Problem details:
Go through the data and copy each line that holds "Okta".

Input material:
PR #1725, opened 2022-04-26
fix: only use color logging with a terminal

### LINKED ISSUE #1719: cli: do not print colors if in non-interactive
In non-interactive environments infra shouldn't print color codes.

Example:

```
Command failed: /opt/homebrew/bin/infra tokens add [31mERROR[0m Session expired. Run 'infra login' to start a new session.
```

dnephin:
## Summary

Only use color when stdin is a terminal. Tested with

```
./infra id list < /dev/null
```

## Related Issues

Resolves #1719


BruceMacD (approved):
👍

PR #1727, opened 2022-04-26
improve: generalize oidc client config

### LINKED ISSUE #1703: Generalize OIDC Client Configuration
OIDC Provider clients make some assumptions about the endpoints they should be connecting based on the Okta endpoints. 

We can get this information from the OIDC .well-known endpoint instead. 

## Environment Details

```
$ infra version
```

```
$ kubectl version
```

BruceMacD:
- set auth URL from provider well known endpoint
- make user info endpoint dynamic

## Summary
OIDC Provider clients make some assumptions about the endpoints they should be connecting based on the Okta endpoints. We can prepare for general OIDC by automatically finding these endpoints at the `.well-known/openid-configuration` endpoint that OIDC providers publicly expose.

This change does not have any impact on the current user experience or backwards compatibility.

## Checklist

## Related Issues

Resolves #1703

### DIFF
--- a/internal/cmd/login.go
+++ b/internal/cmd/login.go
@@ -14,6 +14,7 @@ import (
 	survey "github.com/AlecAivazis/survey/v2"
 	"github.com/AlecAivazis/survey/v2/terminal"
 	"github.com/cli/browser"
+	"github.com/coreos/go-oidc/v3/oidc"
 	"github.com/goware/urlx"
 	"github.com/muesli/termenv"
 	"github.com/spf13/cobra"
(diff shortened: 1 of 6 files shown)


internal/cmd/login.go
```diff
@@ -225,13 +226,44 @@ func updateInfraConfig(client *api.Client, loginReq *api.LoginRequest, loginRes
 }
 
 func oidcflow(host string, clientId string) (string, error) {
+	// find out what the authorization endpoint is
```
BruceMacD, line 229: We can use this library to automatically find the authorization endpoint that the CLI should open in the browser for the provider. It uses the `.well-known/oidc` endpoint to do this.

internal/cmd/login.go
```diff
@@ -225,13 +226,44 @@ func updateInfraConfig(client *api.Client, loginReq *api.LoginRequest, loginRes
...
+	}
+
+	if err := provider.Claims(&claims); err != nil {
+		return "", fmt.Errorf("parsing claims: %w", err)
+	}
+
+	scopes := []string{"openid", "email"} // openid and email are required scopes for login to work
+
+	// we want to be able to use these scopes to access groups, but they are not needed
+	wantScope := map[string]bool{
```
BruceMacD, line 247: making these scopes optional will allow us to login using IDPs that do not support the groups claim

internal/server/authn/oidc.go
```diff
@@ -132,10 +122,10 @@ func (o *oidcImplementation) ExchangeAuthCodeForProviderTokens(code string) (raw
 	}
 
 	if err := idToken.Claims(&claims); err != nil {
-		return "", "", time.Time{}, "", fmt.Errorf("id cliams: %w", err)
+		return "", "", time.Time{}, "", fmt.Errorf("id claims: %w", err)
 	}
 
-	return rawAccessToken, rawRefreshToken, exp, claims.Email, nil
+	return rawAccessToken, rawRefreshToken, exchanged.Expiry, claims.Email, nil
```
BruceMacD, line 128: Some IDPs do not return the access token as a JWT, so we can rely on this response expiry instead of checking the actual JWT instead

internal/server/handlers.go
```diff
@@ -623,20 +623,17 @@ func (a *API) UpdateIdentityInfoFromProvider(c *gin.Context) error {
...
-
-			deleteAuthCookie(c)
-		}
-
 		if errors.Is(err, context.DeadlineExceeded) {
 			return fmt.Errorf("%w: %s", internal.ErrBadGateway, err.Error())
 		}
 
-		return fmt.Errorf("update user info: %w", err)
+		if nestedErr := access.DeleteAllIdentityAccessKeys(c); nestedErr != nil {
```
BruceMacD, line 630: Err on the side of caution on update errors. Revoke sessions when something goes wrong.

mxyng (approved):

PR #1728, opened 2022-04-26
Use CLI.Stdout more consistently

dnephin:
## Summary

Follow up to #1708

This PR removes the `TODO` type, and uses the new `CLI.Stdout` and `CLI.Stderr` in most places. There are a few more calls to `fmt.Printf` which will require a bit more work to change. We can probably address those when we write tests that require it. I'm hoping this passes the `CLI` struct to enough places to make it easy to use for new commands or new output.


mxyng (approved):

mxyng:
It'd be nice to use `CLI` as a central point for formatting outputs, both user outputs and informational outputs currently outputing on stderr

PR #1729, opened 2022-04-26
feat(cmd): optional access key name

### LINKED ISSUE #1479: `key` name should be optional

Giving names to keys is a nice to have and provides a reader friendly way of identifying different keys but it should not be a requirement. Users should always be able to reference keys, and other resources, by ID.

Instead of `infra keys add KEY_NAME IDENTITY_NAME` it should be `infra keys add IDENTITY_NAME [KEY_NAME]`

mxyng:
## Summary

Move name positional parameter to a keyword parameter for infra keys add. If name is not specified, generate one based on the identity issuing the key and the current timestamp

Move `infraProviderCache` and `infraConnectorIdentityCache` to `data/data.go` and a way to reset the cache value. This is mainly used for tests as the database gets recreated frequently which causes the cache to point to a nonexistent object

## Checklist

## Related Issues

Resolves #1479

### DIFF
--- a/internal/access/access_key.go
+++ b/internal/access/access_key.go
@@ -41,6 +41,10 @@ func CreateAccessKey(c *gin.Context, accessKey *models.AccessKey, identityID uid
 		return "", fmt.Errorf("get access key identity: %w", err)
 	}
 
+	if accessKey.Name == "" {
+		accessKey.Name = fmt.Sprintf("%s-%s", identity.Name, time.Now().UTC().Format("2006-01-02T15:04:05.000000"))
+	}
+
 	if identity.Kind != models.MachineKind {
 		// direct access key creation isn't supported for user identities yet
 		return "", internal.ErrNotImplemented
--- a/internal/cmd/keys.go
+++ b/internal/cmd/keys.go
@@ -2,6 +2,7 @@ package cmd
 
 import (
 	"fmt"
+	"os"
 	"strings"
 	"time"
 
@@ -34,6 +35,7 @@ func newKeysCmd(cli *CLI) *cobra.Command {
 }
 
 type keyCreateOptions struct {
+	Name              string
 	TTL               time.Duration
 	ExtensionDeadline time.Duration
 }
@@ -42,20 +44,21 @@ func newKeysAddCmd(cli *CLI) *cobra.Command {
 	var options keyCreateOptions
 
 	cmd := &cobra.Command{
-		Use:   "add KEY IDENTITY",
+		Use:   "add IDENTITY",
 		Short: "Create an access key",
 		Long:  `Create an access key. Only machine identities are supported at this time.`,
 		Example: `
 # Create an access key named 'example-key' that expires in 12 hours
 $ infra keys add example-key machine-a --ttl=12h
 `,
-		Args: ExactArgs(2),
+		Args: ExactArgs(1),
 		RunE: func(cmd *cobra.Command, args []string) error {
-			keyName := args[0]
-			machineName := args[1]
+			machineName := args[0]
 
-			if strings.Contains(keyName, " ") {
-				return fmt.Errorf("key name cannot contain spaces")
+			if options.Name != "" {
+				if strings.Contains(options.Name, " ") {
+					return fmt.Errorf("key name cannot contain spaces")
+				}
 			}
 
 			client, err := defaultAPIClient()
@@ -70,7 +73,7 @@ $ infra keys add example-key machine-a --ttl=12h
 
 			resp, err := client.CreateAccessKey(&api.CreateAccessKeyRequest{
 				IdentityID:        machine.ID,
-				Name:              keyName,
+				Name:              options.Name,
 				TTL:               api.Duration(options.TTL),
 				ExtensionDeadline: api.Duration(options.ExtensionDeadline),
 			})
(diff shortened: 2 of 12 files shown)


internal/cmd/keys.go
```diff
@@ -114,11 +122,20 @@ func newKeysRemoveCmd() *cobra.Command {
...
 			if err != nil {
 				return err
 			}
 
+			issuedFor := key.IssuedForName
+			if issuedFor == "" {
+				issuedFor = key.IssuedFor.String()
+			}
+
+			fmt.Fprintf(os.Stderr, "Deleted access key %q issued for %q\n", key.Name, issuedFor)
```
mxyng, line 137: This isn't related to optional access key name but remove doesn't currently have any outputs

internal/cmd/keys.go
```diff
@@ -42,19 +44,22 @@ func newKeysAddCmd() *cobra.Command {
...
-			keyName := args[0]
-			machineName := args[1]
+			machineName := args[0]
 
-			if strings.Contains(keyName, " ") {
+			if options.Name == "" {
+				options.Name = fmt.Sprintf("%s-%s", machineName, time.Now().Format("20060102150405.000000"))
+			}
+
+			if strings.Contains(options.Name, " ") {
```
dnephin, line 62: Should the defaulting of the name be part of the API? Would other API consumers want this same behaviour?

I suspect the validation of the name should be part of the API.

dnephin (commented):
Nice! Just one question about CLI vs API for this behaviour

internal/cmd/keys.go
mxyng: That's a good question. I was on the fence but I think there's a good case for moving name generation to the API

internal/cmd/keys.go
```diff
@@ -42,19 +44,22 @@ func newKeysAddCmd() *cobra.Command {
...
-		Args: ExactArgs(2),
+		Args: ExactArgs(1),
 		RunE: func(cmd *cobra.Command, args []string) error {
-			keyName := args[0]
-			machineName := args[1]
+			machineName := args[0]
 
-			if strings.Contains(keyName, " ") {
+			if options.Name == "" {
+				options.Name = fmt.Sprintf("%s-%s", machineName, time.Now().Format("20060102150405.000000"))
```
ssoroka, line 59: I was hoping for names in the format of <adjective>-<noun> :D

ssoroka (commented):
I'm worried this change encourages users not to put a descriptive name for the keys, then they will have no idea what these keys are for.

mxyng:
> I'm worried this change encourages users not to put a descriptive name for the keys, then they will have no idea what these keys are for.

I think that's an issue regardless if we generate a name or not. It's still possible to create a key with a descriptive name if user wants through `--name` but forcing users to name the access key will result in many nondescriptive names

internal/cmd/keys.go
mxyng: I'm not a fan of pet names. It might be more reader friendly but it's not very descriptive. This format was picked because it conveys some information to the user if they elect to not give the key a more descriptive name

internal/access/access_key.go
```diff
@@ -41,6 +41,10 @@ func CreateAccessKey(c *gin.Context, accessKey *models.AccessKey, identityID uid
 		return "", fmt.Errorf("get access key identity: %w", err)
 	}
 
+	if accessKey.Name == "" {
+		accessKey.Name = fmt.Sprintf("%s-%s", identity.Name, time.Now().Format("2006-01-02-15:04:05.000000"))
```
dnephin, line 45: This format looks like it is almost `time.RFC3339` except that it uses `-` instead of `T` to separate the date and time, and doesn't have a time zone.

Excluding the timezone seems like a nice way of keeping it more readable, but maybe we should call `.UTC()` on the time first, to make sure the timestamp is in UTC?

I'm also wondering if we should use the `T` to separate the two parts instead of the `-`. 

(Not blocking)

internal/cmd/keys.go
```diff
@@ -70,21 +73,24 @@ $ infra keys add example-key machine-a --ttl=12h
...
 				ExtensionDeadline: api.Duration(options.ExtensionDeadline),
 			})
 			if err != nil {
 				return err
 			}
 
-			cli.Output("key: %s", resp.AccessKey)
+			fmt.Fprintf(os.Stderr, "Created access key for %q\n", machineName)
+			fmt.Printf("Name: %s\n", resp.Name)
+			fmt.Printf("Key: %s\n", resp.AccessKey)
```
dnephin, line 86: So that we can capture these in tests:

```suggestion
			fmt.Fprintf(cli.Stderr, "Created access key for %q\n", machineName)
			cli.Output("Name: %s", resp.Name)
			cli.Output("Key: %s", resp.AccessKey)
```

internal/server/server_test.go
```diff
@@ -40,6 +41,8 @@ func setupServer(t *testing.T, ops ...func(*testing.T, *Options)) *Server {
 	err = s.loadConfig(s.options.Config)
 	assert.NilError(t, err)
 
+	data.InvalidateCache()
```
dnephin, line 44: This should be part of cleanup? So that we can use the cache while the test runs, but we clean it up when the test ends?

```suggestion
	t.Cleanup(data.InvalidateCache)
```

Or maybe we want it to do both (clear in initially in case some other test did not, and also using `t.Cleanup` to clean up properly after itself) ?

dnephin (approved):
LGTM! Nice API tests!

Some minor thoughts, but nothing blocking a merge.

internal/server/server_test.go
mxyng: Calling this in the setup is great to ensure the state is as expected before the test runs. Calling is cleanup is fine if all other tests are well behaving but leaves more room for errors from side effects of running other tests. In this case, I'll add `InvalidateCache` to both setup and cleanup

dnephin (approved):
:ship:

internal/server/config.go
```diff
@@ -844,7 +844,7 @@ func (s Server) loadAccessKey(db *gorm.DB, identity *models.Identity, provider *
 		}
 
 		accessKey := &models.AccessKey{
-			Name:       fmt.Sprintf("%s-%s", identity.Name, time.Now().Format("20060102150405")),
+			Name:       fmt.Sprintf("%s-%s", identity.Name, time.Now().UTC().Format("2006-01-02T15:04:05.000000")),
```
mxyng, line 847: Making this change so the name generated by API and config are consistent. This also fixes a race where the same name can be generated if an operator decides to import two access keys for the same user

Solution to the exercise:
OIDC Provider clients make some assumptions about the endpoints they should be connecting based on the Okta endpoints. 
OIDC Provider clients make some assumptions about the endpoints they should be connecting based on the Okta endpoints. We can prepare for general OIDC by automatically finding these endpoints at the `.well-known/openid-configuration` endpoint that OIDC providers publicly expose.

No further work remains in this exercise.